Theft of personal data more than triples this year

December 10, 2007 14:42 GMT+01

SEATTLE — Thieves are systematically pilfering sensitive personal data from companies, government agencies, colleges and hospitals like never before.

More than 162 million records have been reported lost or stolen in 2007, triple the 49.7 million that went missing in 2006, according to USA TODAY's analysis of data losses reported over the past two years.

This year, news stories have been written about data losses disclosed by 98 companies, 85 schools, 80 government agencies and 39 hospitals and clinics, according to a database at tech security website Attrition.org.   Arrests or prosecutions have been reported in just 19 cases.

Volunteers at Attrition.org keep track of incidents, mostly in the USA, many of which are made public to meet new data-loss-disclosure laws. Of more than 300 cases tracked in 2007, 261 were reported in the USA, 16 in Great Britain, 15 in Canada, six in Japan, two in Australia, and one each in Denmark, Ireland, Sweden and Norway. Security experts consider the database a conservative indicator of the level of cybercrime.

Names, birth dates, account numbers and Social Security numbers have become like gold in the cybercrime underground. Meanwhile, organizations expose rich veins of such data as they convert paper documents into digital records. Business data worldwide are expected to swell to 988 billion gigabytes by 2010, up from 161 billion gigabytes in 2006, says researcher IDC.

As they "cram more and more data into a single place," companies and agencies present thieves with more opportunities for a big score, says Benjamin Jun, vice president of technology at Cryptography Research.

Thieves are cashing in:

•Databases, PCs, websites. In 87 cases this year, thieves cracked their way into organizations' databases.
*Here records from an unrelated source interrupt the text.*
PR #243, opened 2022-05-20
Oceanwater 918 ingest sample action

AstroStucky:
## Linked Issues:
| EPIC ⚡ | |
| Jira Ticket 🎟️ | [OCEANWATER-918](https://babelfish.arc.nasa.gov/jira/browse/OCEANWATER-918) |
| Github :octocat:  | # |

## Summary of Changes
* Added ingest sample action to ow_lander, which allows users to call an action that removes any regolith particles inside the sample dock. 
    * **NOTE** The actual implementation removes any regolith contacting the sample dock, and terminates after 3.0 seconds without new regolith contacts. 
* ContactSensorPlugin added to the lander's sample dock to facilitate detection of particles inside it.
* Included the ingest sample action in the terrain_interaction test.
    * **NOTE** This test is marked expected to fail for now due to regolith delivery not always staying in the dock.
* Fixed a bug in ow_regolith that would sometimes cause all sample to be removed when none should be.
* Moved the sample dock slightly closer to the lander body.

## Test
If you want to use the terrain_interaction test for this, feel free, but you will have to watch it and verify regolith is removed from the dock at the very end as the output for the final unit test cannot be trusted. 

Alternatively, you can do this...
1. Launch a world of your choice.
2. Call `/src/ow_simulator/ow_lander/scripts/dock_ingest_sample_action_client.py`
3. Nothing should happen, but after a brief moment the action client should output
```
Result: sample_ingested: False
```
5. Call `rosservice call /ow_regolith/spawn_regolith '[0.55, -0.4, 0.8]' 'lander::base_link'` as many times as you'd like.
6. Call `rosservice call /ow_regolith/spawn_regolith '[0.4, -0.4, 0.8]' 'lander::base_link'` as many times as you'd like.
7. There should now be several regolith particles in both the sample dock and on the lander body.
8. Call `./src/ow_simulator/ow_lander/scripts/dock_ingest_sample_action_client.py`
9. Verify that the particles in the sample dock have been removed, but the ones on the lander body remain, and the action client outputs
```
Result: sample_ingested: True
```


AstroStucky:
Sorry for the long chain of commits. This branch was originally based on OCEANWATER-918, so it includes redundant commits that are already in noetic-devel. I'm open to suggestions on how to clean this up or if we should even bother.

kmdalal (approved):
I tried the manual test several times, worked well.  Gave the code a light review, mainly for readability.  Nice new feature!

anjan1984 (approved):
default_gzclient_camera(1)-2022-05-24T16_02_15 285682


Great work.... This looks a little odd though !

AstroStucky:
> default_gzclient_camera(1)-2022-05-24T16_02_15 285682
> 
> Great work.... This looks a little odd though !

The lander just likes to show off its balance :laughing: 

Thanks for the speedy reviews!

PR #424, opened 2020-08-29
error style fixes

ZYunH:
Error strings should not be capitalized except it starts with a variable name.


ZYunH:
The test failed, but looks like not related to this PR.

s-christoff (approved):
Thank you so much :)

PR #425, opened 2020-09-04
Make snapshot meta size optional

ncabatoff:
Desired for Vault snapshotting where it's expensive to compute size.
Changes seem to work, but unclear if the LimitReader was necessary - is the connection re-used?


JelteF:
I would suggest you to look at this PR of mine as well, which does the same thing.

https://github.com/hashicorp/raft/pull/247

PR #427, opened 2020-09-08
Make Raft.LeaderCh() return a new channel for each invocation

### LINKED ISSUE #426: No good way to watch leadership
`Raft.LeaderCh()` has two problems: It always returns the same channel and it doesn't prepopulate the channel with the current value. Reconstructing this has proven error prone/impossible.

`RegisterObserver()` was my next attempt, but the LocalAddress isn't exposed (except by the Transport, which not be available to library code).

In other cases, they absconded with 63 laptops and 28 desktop computers and hacked into 54 websites.

•Portable storage. In 70 cases — including the loss of 25 million records reported last week by the British revenues and customs office — data went missing on disks, tapes, thumb drives and other portable storage media crammed with information.

Lurking data thieves aren't always on the minds of harried employees who take projects home or on the road. Some 63% say they e-mail work documents to personal e-mail accounts, according to a survey by security firm RSA, the security division of EMC; 35% said they felt compelled to bend company security rules to get their jobs done.

Organized-crime rings are on the lookout for unattended laptop computers, mail that contains disks or tapes and employees susceptible to bribery, says John Watters, CEO of security firm iSight Partners. "They're looking for the weak link," he says, "and aiming their resources at it."